5. Write a postmortem document.

Improvements Made

Issue Action
Redis client has the same eager init pattern Refactored to lazy init (same pattern as DB fix)
Retry logic has no logging Added structured logging for retry attempts
No alerting for DB failures Added error tracking integration (Sentry)
No documentation of the incident Created postmortem in team wiki

Postmortem Summary

## Incident: Database Connection Build Failure
**Date:** [today]  
**Duration:** 2.5 hours (9:00 AM → 11:30 AM)  
**Impact:** CI build blocked, intermittent 500 errors on production

### Root Cause
Database connection was initialized eagerly at module import time. 
When CI environment lacked the database URL, the import failed, 
blocking the build.

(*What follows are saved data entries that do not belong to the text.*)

PR #260, opened 2019-06-05
Make LadspaUGen optional

### LINKED ISSUE #259: Cmake option to disable LadspaUGen
LadspaUGen is known to prevent the server from booting in some Linux environments. See #257 (erroneously closed because of a misdiagnosis -- continued at https://github.com/supercollider/supercollider/issues/4421 where it turned out to be an sc3-plugins issue after all).

LadspaUGen hasn't been maintained in several years. See #23 (4.5 years old, unfixed) and #210 (9/2018).

If it isn't going to be fixed (and I have no confidence that it will be), then we should provide a way for users to turn it off.

gusano:
Fixes #259

### DIFF
--- a/CMakeLists.txt
+++ b/CMakeLists.txt
@@ -64,6 +64,7 @@ else()
 endif()
 
 option(AY "Build with AY ugens" ON)
+option(LADSPA "Build with Ladspa ugen" ON)
 option(QUARKS "Install plugins as quarks")
 option(OSX_PACKAGE "Package dmg for Apple")
 option(IN_PLACE_BUILD "Build and install in cmake build folder" ON)
--- a/README.md
+++ b/README.md
@@ -86,10 +86,10 @@ ambisonics) subproject.
     * (macOS ONLY, default=ON)
     * `cmake -DIN_PLACE_BUILD=ON`
 + Build the plugins as quarks
-    * (default 'OFF')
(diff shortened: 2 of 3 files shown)


patrickdupuis:
I get this error when trying to run `cmake -DLADSPA=OFF ..`

```
CMake Error at source/CMakeLists.txt:363 (install):
  install TARGETS given target "ladspalist" which does not exist in this
  directory.
```

gusano:
@patrickdupuis doh.. I fixed it and force pushed.. sorry for that and thanks for spotting

patrickdupuis:
Thanks! Tested on Linux.

brianlheim:
There should be more documentation than this -- maybe a known issues section in the readme?

gusano:
@brianlheim note added in the readme

totalgee:
This frequent source of confusion ("why does scsynth fail to boot on my Linux distro?") came up again in the TidalCycles forums recently:
https://club.tidalcycles.org/t/supercollider-wont-boot/2285

The "solution" of deleting the LADSPA plugin locally was discussed, and I sent a link to this PR. The comment was made that hopefully it would be merged soon... ;-)

brianlheim (approved):

totalgee:
Thanks @brianlheim !

PR #261, opened 2019-06-13
increase kMaxSynthGrains in JoshGrainUGens

dyfer:
Occasionally I am running into exceeding the number of grains.
This just arbitrarily exceeds to maximum, but maybe there is a better way to do this?

### DIFF
--- a/source/JoshUGens/JoshGrainUGens.cpp
+++ b/source/JoshUGens/JoshGrainUGens.cpp
@@ -87,7 +87,7 @@ struct WinGrainI
 
 const int kMaxGrains = 64;
 
-const int kMaxSynthGrains = 512;
+const int kMaxSynthGrains = 2048;
 
 struct MonoGrain : public Unit
 {


joshpar:
thanks @dyfer - there is, actually, and we do it in the main line grain UGens that were based on these UGens. Basically, you add a parameter in the UGen that lets the user pass in the max number of grains, and RTAlloc the space for them. That is a big change to THESE UGens though and may break backward compatibility. You can see an example from this page: https://github.com/supercollider/supercollider/blob/develop/server/plugins/GrainUGens.cpp
`void GrainFM_next_k(GrainFM* unit, int inNumSamples) {
    ClearUnitOutputs(unit, inNumSamples);

    if (unit->mFirst) {
        unit->mFirst = false;
        float maxGrains = IN0(7);
        unit->mMaxGrains = (int)maxGrains;
        unit->mGrains = (GrainFMG*)RTAlloc(unit->mWorld, unit->mMaxGrains * sizeof(GrainFMG));
    }

    GrainFM_next_play_active(unit, inNumSamples);

    float trig = IN0(0);
    if ((unit->curtrig <= 0) && (trig > 0.0))
        GrainFM_next_start_new<false>(unit, inNumSamples, 0);

    unit->curtrig = trig;
}

void GrainFM_Ctor(GrainFM* unit) {
    if (INRATE(0) == calc_FullRate)
        SETCALC(GrainFM_next_a);
    else
        SETCALC(GrainFM_next_k);
    int tableSizeSin = ft->mSineSize;
    unit->m_lomask = (tableSizeSin - 1) << 3;
    unit->m_radtoinc = tableSizeSin * (rtwopi * 65536.);
    unit->m_cpstoinc = tableSizeSin * SAMPLEDUR * 65536.;
    unit->curtrig = 0.f;
    unit->mNumActive = 0;
    unit->mFirst = true;
    GrainFM_next_k(unit, 1);
}`
Notice the RTAlloc in next_k IF this is the first run. The value is read from the UGen input, then allocated. I'd suggest first seeing if something similar can be done without breaking backward compatibility, and if so, that would be a better fix. If backward compatibility would be broken, I'm fine with what you have already submitted.... please let me know!

dyfer:
Thanks @joshpar I'll look into it.
It was a change I made a while back to fix the number of grains. I'll try to look at the "proper" fix later and will update this PR then.

capital-G:
bump @dyfer

PR #262, opened 2019-06-18
JoshPVUGens memory allocation fix

Spacechild1:
use _alloca instead of std::vector for MSVC to avoid calling malloc on the RT thread.

Not tested! It should work fine, but I don't have the time to compile/test on Windows.

EDIT: as @joshpar pointed out, we could also just use RTAlloc instead of stack allocation.

### DIFF
--- a/source/JoshUGens/JoshPVUGens.cpp
+++ b/source/JoshUGens/JoshPVUGens.cpp
@@ -10,6 +10,9 @@
 //third party Phase Vocoder UGens
 #include <vector>
 #include <algorithm>
+#ifdef _MSC_VER
+# include <malloc.h> // for _alloca()
+#endif
 #include "SC_fftlib.h"
 #include "FFT_UGens.h"
 #include "SCComplex.h"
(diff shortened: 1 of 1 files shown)


joshpar:
@Spacechild1 - I can't remember... did we discuss this recently? While looking at the change, I actually think the solution is to use the RTAlloc / real-time memory pool. The original code (before it was wrapped up for Windows) appears to be naive c++ programming on my part. I'll try to work on this soon. But - before I do, any concerns on your end with me going that route for refactoring this?

Spacechild1:
>  can't remember... did we discuss this recently? 

Yes, we talked via e-mail. 

> I actually think the solution is to use the RTAlloc / real-time memory pool.

My alloca() solution just mimicks the behavior of variable length arrays (we use alloca() a lot in Pd, btw). Of course, you can just use RTAlloc on all platforms instead. Feel free to make another PR and close this one!

joshpar:
Thanks! I'll put together a pull request this weekend and ask you to test if that's ok - just to make sure things work as expected across platforms.

PR #273, opened 2020-02-05
better vocoder

bramtayl:
I based this on [Audacity's implementation](https://github.com/audacity/audacity/blob/master/plug-ins/vocoder.ny). Not sure what that implies for licensing

### DIFF
--- a/source/JoshUGens/sc/classes/Vocoder.sc
+++ b/source/JoshUGens/sc/classes/Vocoder.sc
@@ -31,6 +31,7 @@ Vocoder {
 		^out + ( hpfscal * hf )}
 	// code based on the Audacity plug-in here:
 	// https://github.com/audacity/audacity/blob/master/plug-ins/vocoder.ny
+	// Credit to Audacity® and "Edgar-RFT"
 	*audacity {
 		arg carrier_wave, model_wave, number_of_bands,
 		lowest_band = 20,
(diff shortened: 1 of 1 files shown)


joshpar:
Thanks! Does this change the sound of the original class? If so, I'd prefer to have it us a different different *method name to retain the original. This isn't a judgement about whether it is better or not - but if it is different it represents a breaking change that users may not expect. You can see the *bark version as an example. As far as licensing, it is a concern if the algorithm or any of the parts of the recipe are owned by someone else. It may be a question for someone on the Audacity team OR it may fit in just fine with a GPL license.

bramtayl:
Sure. What should I call the new method? In the audacity code the header says "Released under terms of the GNU General Public License version 2" so I'm guessing there shouldn't be too many problems?

joshpar:
You can call it *audacity if you want - I'd also include (in the file) a comment that describes where you got it, and links to any sources you referenced. IF there is an author mentioned for it on the Audacity page, I'd suggest reaching out to them to ask permission to use it or to at least let them know (as a courtesy). I've done this before as well.

SteveDaulton:
The vocoder effect in Audacity is not a "traditional" vocoder. It's a quirky kind of "vocoder-like" effect. As such, I doubt that it would be a suitable replacement for SuperCollider's vocoder, though it could be considered as an additional effect.
As with the main Audacity application, the effect is licensed under the terms of GPL v2.

If you do use it, then it would be nice (though not compulsory) for you to credit Audacity® and "Edgar-RFT" (the original developer of this effect), possibly as a code comment.

bramtayl:
Sure. I have no understanding of how these things work, but at least to my ears the vocoder from Audacity sounds a lot better from the vocoder from supercollider. The implementations seem fairly similar, so I suspect that whatever quirkiness applies to the Audacity implementation applies to the supercollider one as well.

jreus:
Did this ever get ported over? I'd love to have more options for vocoder implementations in SC. The built-in Vocoder Ugen is very difficult to get a musical sound with.

> Sure. I have no understanding of how these things work, but at least to my ears the vocoder from Audacity sounds a lot better from the vocoder from supercollider. The implementations seem fairly similar, so I suspect that whatever quirkiness applies to the Audacity implementation applies to the supercollider one as well.

dyfer:
I don't think this process was ever finished.
sc3-plugins are in a transitory state where we as a community are trying to decide how to best go about its future, with no clear path forward yet. While no "official" decision has been made, we might not be accepting new additions to the sc3-plugins while we are in this transitory state.

PR #280, opened 2020-04-07
enable supernova plugins build on travis

### LINKED ISSUE #264: macOS release doesn't include supernova plugins
Now that supernova is provided in official macOS builds, I think it would be reasonable to also include plugins for supernova on macOS in the release download.

dyfer:
Fixes #264


brianlheim:
superceded in #281. i knew we had fixed this before...

PR #281, opened 2020-04-07
Merge 3.10 into master

brianlheim:
I merged 3.10 into this branch locally and resolved conflicts. The major conflicts were in travis.yml, and I preferred the 3.10 version although there were not many changes. There was also a deleted file in master that wasn't deleted in 3.10; I preferred deletion.

This supercedes #280.


brianlheim:
passed except for artifact packaging on appveyor -- we should consider using the same fix from main sc repo

PR #283, opened 2020-04-08
appveyor: turn off artifacts, push to s3 directly

brianlheim:


brianlheim:
counterpart to https://github.com/supercollider/supercollider/pull/4861

brianlheim:
this is now working as best i can tell! i just forced push to consolidate my work.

In production, eager init caused failures during 
cold starts and connection pool exhaustion.

### Fix
Switched to lazy initialization with retry logic and graceful 
fallback during build time.

### Prevention
- Audit all service clients for eager initialization patterns
- Add env var validation script to CI pipeline
- Set up Sentry alerting for database connection failures

Final Verification

# 1. Local build
npm run build  # Passes without NEON_DATABASE_URL

# 2. Local build with DB
NEON_DATABASE_URL=... npm run build  # Passes with static generation

# 3. CI build
git push  # CI pipeline green

# 4. Production monitoring
# -> Watch for 500 errors for 30 minutes -> None detected

Total time: 1 hour.


Retrospective

Phase Time Value
Plan 5 min Structured approach prevented “change random things” debugging
Understand 15 min Found root cause in 15 min instead of hours of trial-and-error
Develop 1.5 hr Fixed 2 problems (build + 500s) with 1 root-cause fix
Optimize 1 hr Found same bug in Redis client, added monitoring, wrote postmortem
Total ~3 hr Production stable, root cause fixed, future incidents prevented

Without PUDO (estimated): 4–6 hours, likely only fixing the symptom (add env var to CI) without addressing the root cause (eager initialization). The 500 errors would have continued.


Key lesson: Under pressure, PUDO is even more valuable. The 5-minute Plan phase prevents the panicked “try random things” spiral that turns a 3-hour fix into a 6-hour nightmare.